* [Activity] Among the entries, which lines carry the string "that"? Copy every one.
Exercise data Start Marker
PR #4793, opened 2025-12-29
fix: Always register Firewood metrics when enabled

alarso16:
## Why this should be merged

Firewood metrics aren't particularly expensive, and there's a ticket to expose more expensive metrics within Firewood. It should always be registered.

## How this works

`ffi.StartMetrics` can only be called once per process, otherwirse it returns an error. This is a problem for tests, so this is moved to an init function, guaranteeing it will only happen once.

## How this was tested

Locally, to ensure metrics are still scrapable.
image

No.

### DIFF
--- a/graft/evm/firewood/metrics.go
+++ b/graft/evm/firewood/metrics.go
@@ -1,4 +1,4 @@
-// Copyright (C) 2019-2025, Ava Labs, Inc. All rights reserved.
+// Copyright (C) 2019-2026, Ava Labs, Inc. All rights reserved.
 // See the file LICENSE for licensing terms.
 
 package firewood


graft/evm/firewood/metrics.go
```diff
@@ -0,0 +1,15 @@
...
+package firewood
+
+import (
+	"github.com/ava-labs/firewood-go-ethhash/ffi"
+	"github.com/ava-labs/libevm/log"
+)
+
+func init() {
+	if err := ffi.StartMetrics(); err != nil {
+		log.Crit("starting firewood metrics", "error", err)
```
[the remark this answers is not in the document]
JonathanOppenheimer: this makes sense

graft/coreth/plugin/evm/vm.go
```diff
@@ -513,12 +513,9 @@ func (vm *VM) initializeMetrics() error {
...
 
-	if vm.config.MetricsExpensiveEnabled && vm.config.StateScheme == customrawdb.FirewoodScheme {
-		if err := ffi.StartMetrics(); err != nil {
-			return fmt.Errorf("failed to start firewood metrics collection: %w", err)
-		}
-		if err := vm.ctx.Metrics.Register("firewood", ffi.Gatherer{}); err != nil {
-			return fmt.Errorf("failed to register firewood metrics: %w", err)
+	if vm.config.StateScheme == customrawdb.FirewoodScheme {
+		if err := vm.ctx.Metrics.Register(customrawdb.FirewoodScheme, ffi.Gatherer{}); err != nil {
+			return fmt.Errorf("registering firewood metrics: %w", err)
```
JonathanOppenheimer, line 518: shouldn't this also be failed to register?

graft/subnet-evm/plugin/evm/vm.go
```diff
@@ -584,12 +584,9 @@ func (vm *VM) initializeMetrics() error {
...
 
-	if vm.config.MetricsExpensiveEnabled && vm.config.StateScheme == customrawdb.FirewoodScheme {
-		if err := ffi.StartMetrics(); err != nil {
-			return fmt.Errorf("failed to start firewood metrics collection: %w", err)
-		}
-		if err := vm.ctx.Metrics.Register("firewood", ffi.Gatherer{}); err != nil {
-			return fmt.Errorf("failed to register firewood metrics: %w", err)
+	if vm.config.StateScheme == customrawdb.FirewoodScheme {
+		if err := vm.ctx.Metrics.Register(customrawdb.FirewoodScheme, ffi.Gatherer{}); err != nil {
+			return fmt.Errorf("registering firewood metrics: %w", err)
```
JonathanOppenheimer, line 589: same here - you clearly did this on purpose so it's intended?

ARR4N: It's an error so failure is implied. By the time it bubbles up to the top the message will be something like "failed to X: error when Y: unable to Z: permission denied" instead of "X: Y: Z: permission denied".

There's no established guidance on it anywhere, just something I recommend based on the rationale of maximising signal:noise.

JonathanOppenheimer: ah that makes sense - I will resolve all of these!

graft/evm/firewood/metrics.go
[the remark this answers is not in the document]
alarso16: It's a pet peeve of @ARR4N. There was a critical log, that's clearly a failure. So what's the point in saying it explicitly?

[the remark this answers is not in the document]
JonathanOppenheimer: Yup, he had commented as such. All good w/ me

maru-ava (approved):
Exercise data End Marker
* [Response box]
JonathanOppenheimer: ah that makes sense - I will resolve all of these!
alarso16: It's a pet peeve of @ARR4N. There was a critical log, that's clearly a failure. So what's the point in saying it explicitly?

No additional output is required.